▸ **THE PROBLEM**:
Every line containing "preact" should be copied out. Go through the entries and find them.

[Stored items]
________________

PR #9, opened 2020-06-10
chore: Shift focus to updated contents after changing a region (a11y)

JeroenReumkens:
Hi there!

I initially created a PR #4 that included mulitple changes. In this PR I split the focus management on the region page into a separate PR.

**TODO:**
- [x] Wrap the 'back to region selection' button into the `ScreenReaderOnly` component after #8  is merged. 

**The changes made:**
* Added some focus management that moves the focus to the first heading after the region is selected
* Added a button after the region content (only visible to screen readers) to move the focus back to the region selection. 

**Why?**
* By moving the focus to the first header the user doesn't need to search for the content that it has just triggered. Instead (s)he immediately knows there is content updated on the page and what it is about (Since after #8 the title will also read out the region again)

________________

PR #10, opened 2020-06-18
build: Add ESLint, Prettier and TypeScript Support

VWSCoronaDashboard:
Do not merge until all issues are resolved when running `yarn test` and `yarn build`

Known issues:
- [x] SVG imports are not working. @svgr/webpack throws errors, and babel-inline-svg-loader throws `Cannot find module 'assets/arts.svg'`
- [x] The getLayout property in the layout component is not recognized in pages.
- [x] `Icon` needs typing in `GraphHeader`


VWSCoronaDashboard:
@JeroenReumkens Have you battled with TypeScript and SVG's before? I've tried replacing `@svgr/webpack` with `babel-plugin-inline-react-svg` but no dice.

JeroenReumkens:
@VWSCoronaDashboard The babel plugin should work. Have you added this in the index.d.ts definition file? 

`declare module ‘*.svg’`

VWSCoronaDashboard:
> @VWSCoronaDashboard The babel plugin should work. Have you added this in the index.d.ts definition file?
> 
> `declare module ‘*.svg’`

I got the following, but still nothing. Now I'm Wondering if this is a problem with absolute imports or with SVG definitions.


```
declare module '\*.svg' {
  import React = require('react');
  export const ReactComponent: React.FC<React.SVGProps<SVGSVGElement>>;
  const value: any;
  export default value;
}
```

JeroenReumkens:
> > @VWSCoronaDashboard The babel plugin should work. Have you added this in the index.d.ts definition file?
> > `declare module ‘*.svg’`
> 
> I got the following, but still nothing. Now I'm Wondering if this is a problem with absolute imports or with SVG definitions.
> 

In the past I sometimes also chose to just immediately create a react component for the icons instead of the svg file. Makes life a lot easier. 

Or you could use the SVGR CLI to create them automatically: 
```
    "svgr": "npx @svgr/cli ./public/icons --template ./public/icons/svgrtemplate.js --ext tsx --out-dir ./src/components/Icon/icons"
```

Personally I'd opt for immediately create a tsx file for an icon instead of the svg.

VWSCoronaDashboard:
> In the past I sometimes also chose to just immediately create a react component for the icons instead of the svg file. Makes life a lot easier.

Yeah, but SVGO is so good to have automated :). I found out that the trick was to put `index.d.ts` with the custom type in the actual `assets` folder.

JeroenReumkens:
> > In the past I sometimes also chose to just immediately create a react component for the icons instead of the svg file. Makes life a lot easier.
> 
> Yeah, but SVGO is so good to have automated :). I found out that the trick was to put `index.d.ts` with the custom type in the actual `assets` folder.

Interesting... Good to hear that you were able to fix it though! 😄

________________

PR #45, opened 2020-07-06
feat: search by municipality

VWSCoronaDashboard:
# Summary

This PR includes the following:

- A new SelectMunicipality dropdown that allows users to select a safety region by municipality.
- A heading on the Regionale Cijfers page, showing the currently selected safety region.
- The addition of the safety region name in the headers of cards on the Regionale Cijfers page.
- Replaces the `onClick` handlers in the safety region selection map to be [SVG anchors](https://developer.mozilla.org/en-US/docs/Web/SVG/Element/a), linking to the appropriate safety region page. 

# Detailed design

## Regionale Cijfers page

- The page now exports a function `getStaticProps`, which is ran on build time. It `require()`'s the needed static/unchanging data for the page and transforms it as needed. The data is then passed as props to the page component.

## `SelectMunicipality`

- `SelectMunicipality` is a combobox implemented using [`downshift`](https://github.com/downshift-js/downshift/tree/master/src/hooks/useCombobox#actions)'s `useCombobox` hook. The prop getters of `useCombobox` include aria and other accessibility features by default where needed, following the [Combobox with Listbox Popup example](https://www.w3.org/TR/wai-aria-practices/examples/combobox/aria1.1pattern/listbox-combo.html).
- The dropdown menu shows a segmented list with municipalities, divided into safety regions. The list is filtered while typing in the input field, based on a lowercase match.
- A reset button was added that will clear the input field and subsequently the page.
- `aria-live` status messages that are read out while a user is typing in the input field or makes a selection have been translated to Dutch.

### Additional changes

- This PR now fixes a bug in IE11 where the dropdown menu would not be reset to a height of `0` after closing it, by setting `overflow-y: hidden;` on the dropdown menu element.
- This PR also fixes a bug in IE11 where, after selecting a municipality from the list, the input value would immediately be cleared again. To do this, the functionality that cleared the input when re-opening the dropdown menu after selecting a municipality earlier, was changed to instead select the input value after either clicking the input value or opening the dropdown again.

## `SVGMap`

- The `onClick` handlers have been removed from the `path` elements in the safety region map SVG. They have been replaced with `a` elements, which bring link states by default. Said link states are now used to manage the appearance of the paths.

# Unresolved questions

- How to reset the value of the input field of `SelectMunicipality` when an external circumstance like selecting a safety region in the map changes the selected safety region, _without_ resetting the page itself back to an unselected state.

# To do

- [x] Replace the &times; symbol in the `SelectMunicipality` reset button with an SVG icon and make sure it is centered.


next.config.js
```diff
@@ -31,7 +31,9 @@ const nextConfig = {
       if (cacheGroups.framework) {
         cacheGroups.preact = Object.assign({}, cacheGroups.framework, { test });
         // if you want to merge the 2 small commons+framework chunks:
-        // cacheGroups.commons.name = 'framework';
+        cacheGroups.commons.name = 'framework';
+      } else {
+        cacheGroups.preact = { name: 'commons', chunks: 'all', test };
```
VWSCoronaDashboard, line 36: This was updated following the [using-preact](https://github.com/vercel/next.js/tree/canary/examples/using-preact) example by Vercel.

________________

▸ **TASK SOLUTION**:
         cacheGroups.preact = Object.assign({}, cacheGroups.framework, { test });
+        cacheGroups.preact = { name: 'commons', chunks: 'all', test };
VWSCoronaDashboard, line 36: This was updated following the [using-preact](https://github.com/vercel/next.js/tree/canary/examples/using-preact) example by Vercel.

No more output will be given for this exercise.